ACA may have saved up to 87,000 lives (and I'm not even talking about through Medicaid expansion)

Right on top of yesterday's study by the American Cancer Society linking the Affordable Care Act to a substantial improvement in early detection of cervical cancer, the Huffington Post's Jonathan Cohn reports that the Agency for Healthcare Research & Quality has released a different study claiming that 87,000 lives have been saved since 2010 from a reduction in medical errors, and guess what's getting the credit?

Hospitals have cut down on deadly medical errors, saving around 87,000 lives since 2010, according to a new government report.

Pinning down the precise reasons for this change is difficult, to say nothing of predicting whether the decline will continue. Improvement has slowed in just the last year, the report suggests. But many analysts think government initiatives within the Affordable Care Act have played a significant role in the progress so far.

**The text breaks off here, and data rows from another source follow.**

PR #47, opened 2023-12-11
Fixing PATCHing issue in authenticators when configuration is not in payload

john-westcott-iv:
We want to be able to patch fields on authentications (like enabled) but we would get exceptions if configuration was not defined. This PR circumvents the code looking at the configuration if it was not provided.


Dostonbek1 (approved):
tested, was able to send PATCH request without defining `configuration`  field in payload.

In short, Obamacare may literally be saving lives.

The new report comes from Agency for Healthcare Research and Quality, which is part of the Department of Health and Human Services and is something like an in-house think tank dedicated to making medical care safer and more effective. Since 2010, the agency has been tracking the incidence of common and frequently fatal medical errors, which include everything from a nurse accidentally giving a patient the wrong medication to a doctor inserting an intravenous line in a way that leads to a blood-borne infection.

As noted in my title, this report is not referring to the estimated 5,000 unnecessary deaths per year which Medicaid expansion itself may be preventing (or the 10,000 which it could be preventing if the remaining states finally got on board). This is a more specific figure with a much narrower range of cause & effect.

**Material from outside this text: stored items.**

PR #48, opened 2023-12-12
Add M2M relationship between authenticator and users

john-westcott-iv:


ansible_base/models/authenticator.py
```diff
@@ -23,6 +26,12 @@ class Authenticator(UniqueNamedCommonModel):
     )
     slug = fields.SlugField(max_length=1024, default=None, editable=False, unique=True, help_text="An immutable identifier for the authenticator")
     category = fields.CharField(max_length=30, default=None, help_text="The base type of this authenticator")
+    users = ManyToManyField(
+        User,
```
AlanCoding: isn't it better to use `settings.AUTH_USER_MODEL`? here? That's standard-ish and seems less bad than calling `get_user_model()` on import.

john-westcott-iv: The Django docs seem to say to use the `get_user_model()` function: https://docs.djangoproject.com/en/5.0/topics/auth/customizing/#referencing-the-user-model as it will try settings.AUTH_USER_MODEL and then return the built in User if its not set. We used this pattern in other places in DAB. If we think it would be better to just references settings directly we can but we should do it everywhere.

AlanCoding: That link says

> When you define a foreign key or many-to-many relations to the user model, you should specify the custom model using the [AUTH_USER_MODEL](https://docs.djangoproject.com/en/5.0/ref/settings/#std-setting-AUTH_USER_MODEL) setting

john-westcott-iv: I agree with changing this, done.

AlanCoding (approved):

In many ways, this article (along with the cervical cancer one) belong in the same rant as the one I wrote a few days ago about Colorado's Single Payer ballot initiative. The "ColoradoCare" plan, if it proves successful, only exists because the road for it was not only paved by the ACA, but roughly 1/3 of it will be funded by the ACA as well. Again, the Affordable Care Act has a lot of parts, and while some of them are overly complex, unwieldy or simply aren't working as expected, many others are achieving quiet success out of the spotlight. In short, the ACA is much more than simply the exchange websites and Medicaid expansion.

A major goal of the Affordable Care Act was to reduce and eventually eliminate these incentives for poor quality care, while rewarding the hospitals that getter better results. Today, for example, Medicare pays less to institutions with high rates of hospital-acquired infection, injury and readmission -- in other words, large numbers of patients returning to the hospital for treatment shortly after discharge. That's because of a series of penalties the health care law created in 2010, which started affecting hospital revenue three years later. And under an initiative called Partnership for Patients, the federal government provides extra funding to hospitals that agree to monitor patient safety and implement schemes for improving quality.

...But after the agency published last year’s results, showing the steep decline in errors, a wide array of experts said the law's new incentives were influencing hospital behavior -- and that, as a result, patients were getting better care. Lucian Leape, a professor at the Harvard School of Public Health and a pioneer in the patient safety movement, told Politifact, "I think these data reliable, and the ACA (Affordable Care Act) deserves credit."